Using the code set up in class, I created an aggregation function to determine a statistic about the data. The statistic computed is like the probability of arrest per precinct. In the code, loaded the CSV line by line, and each line is converted into an array of field values. After I grouped those elements per precinct in a dictionary, for each precinct in the dictionary, I iterate through all of its records, see if a particular record is an arrest, and increment the total for that precinct. Finally, I computed the percentage of number of arrests over the total records for that precinct. I saved the computed values in a dictionary and dumped them into a JSON file for the chart in Step #2. For a link to the python code, click here
I created a bar graph for the custom chart that depicts the probability of being arrested per precinct. I copied the JSON data into the HTML folder, and I dynamically loaded it in the chart, including data and labels. Then I dynamically generated the colors on random.
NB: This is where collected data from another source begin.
PR #154, opened 2021-05-27
Serialize/Deserialize OpType so it works with msgpack

vedantroy:
There an issue serializing a `Change` into msgpack b/c of some oddities in how rmp-serde implements enum serialization/deserialization.

This PR fixes that issue.

Note: There is a TODO for error handling b/c I couldn't get the types to work out, I'll continue working on it.


vedantroy:
Was running into this issue with a different enum. It is now fixed.

alexjg:
I just added the code to report the missing variant error to serde. Happy to merge

vedantroy:
Thanks! I'll add the missing code to the other enum, and then feel free to merge 😄 .

automerge-protocol/src/serde_impls/diff.rs
```diff
@@ -69,8 +70,7 @@ impl<'de> Deserialize<'de> for RawDiffType {
             "text" => RawDiffType::Text,
             "list" => RawDiffType::List,
             "table" => RawDiffType::Table,
-            // TODO: Not sure how to idiomatically return an error
-            _ => panic!("unexpected variant"),
+            other => return Err(Error::unknown_variant(other, VARIANTS)),
```
alexjg, line 73: Rather than using return it's probably neater to just return the result of the `match`, like

```rust
match raw_type.as_str() {
    "text" => Ok(RawDiffType::Text),
    ...
    other => Err(Error::unknown_variant(other, VARIANTS))
}
```

vedantroy: Can change -- I used the return b/c I didn't want to deal with Adding `Ok` to each arm

vedantroy:
@alexjg  What about this? I'm still using `return`, but it's a bit shorter.

alexjg:
My personal preference is to avoid `return` as much as possible as I find it's easier to read code if I imagine everything as an expression with a result. That's my functional programming scars showing though, if you find this version easier to read then go with that.

vedantroy:
Changed & merged!

PR #155, opened 2021-05-27
C bindings msgpack

vedantroy:
This updates the C bindings to use msgpack.


vedantroy:
2 of the C tests that used for loops to iterate over return values have been commented out b/c I didn't feel like writing a for loop over message pack arrays in C, but I can re-add them if necessary (maybe through the use of some Rust helper functions?)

We can see a few outliers in our data through the analysis of this data. In some precincts, their arrest rate is upwards of 25%, which is relatively high. These precincts may be located in more dangerous or active communities. Some precincts, however, seem to have low probability rates, which suggests those areas may have less police presence. There is one more exciting outlier for precinct '759'. They have no arrests on record. Now, this could be a mishap from the data.. or is it? For future research, I ask, "Is there a geographical correlation between these numbers?". I could not do this in my project because the lat/lon data represents where the incident took place, not where the precinct station is. I would also ask, "what types of arrests are most common?", do some precincts have more vehicle accidents that lead to more arrests? Future research will be needed to determine these answers.